[Start of Attachment]

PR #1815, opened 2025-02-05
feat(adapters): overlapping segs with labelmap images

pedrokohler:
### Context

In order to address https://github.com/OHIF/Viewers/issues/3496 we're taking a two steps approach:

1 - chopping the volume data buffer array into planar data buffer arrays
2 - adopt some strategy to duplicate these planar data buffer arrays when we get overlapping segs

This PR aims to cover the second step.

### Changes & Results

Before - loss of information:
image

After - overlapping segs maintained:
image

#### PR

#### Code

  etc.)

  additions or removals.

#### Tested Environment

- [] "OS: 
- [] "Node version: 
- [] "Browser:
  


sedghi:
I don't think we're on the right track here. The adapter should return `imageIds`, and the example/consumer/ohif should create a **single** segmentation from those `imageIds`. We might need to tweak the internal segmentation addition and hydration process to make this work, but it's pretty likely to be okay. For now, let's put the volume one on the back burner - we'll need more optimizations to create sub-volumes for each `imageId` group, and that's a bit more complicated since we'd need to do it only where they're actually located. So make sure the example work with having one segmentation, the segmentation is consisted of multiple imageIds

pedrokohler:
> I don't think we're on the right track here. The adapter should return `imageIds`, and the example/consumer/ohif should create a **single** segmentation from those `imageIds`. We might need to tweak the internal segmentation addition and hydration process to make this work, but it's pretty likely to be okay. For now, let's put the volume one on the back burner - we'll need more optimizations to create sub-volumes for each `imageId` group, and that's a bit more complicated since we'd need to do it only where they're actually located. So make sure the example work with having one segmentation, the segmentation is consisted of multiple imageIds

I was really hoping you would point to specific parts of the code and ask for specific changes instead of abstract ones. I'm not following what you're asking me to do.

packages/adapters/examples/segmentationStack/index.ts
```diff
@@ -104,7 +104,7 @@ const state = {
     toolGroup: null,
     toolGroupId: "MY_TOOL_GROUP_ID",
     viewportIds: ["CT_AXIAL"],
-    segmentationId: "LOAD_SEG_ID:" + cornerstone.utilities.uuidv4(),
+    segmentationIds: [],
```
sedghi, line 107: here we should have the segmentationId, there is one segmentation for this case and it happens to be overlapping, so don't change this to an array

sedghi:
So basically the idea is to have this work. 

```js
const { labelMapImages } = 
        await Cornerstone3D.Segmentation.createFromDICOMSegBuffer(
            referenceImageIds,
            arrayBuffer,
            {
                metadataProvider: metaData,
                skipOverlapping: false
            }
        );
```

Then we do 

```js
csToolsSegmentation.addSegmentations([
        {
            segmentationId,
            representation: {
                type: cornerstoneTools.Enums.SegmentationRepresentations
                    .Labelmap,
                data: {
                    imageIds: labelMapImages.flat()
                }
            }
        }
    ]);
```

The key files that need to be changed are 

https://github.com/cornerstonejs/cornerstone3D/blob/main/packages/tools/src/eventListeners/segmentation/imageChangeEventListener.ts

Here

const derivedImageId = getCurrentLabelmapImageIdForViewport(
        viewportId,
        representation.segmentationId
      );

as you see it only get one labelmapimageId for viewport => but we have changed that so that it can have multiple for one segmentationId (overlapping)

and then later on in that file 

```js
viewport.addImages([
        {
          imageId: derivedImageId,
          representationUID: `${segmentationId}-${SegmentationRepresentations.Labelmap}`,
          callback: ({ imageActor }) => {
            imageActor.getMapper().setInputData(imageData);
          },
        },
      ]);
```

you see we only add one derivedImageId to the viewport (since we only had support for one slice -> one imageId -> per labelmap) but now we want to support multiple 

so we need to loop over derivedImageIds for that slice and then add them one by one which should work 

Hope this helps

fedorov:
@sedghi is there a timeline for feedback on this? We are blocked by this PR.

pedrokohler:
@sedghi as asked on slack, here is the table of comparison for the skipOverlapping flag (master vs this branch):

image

[End of Attachment]

◆ REQUIRED ACTION
Once more, give all the records exactly as they were written.

◆ EXERCISE OUTPUT
PR #1815, opened 2025-02-05
feat(adapters): overlapping segs with labelmap images

pedrokohler:
### Context

In order to address https://github.com/OHIF/Viewers/issues/3496 we're taking a two steps approach:

1 - chopping the volume data buffer array into planar data buffer arrays
2 - adopt some strategy to duplicate these planar data buffer arrays when we get overlapping segs

This PR aims to cover the second step.

### Changes & Results

Before - loss of information:
image

After - overlapping segs maintained:
image

#### PR

#### Code

  etc.)

  additions or removals.

#### Tested Environment

- [] "OS: 
- [] "Node version: 
- [] "Browser:
  


sedghi:
I don't think we're on the right track here. The adapter should return `imageIds`, and the example/consumer/ohif should create a **single** segmentation from those `imageIds`. We might need to tweak the internal segmentation addition and hydration process to make this work, but it's pretty likely to be okay. For now, let's put the volume one on the back burner - we'll need more optimizations to create sub-volumes for each `imageId` group, and that's a bit more complicated since we'd need to do it only where they're actually located. So make sure the example work with having one segmentation, the segmentation is consisted of multiple imageIds

pedrokohler:
> I don't think we're on the right track here. The adapter should return `imageIds`, and the example/consumer/ohif should create a **single** segmentation from those `imageIds`. We might need to tweak the internal segmentation addition and hydration process to make this work, but it's pretty likely to be okay. For now, let's put the volume one on the back burner - we'll need more optimizations to create sub-volumes for each `imageId` group, and that's a bit more complicated since we'd need to do it only where they're actually located. So make sure the example work with having one segmentation, the segmentation is consisted of multiple imageIds

I was really hoping you would point to specific parts of the code and ask for specific changes instead of abstract ones. I'm not following what you're asking me to do.

packages/adapters/examples/segmentationStack/index.ts
```diff
@@ -104,7 +104,7 @@ const state = {
     toolGroup: null,
     toolGroupId: "MY_TOOL_GROUP_ID",
     viewportIds: ["CT_AXIAL"],
-    segmentationId: "LOAD_SEG_ID:" + cornerstone.utilities.uuidv4(),
+    segmentationIds: [],
```
sedghi, line 107: here we should have the segmentationId, there is one segmentation for this case and it happens to be overlapping, so don't change this to an array

sedghi:
So basically the idea is to have this work. 

```js
const { labelMapImages } = 
        await Cornerstone3D.Segmentation.createFromDICOMSegBuffer(
            referenceImageIds,
            arrayBuffer,
            {
                metadataProvider: metaData,
                skipOverlapping: false
            }
        );
```

Then we do 

```js
csToolsSegmentation.addSegmentations([
        {
            segmentationId,
            representation: {
                type: cornerstoneTools.Enums.SegmentationRepresentations
                    .Labelmap,
                data: {
                    imageIds: labelMapImages.flat()
                }
            }
        }
    ]);
```

The key files that need to be changed are 

https://github.com/cornerstonejs/cornerstone3D/blob/main/packages/tools/src/eventListeners/segmentation/imageChangeEventListener.ts

Here

const derivedImageId = getCurrentLabelmapImageIdForViewport(
        viewportId,
        representation.segmentationId
      );

as you see it only get one labelmapimageId for viewport => but we have changed that so that it can have multiple for one segmentationId (overlapping)

and then later on in that file 

```js
viewport.addImages([
        {
          imageId: derivedImageId,
          representationUID: `${segmentationId}-${SegmentationRepresentations.Labelmap}`,
          callback: ({ imageActor }) => {
            imageActor.getMapper().setInputData(imageData);
          },
        },
      ]);
```

you see we only add one derivedImageId to the viewport (since we only had support for one slice -> one imageId -> per labelmap) but now we want to support multiple 

so we need to loop over derivedImageIds for that slice and then add them one by one which should work 

Hope this helps

fedorov:
@sedghi is there a timeline for feedback on this? We are blocked by this PR.

pedrokohler:
@sedghi as asked on slack, here is the table of comparison for the skipOverlapping flag (master vs this branch):

image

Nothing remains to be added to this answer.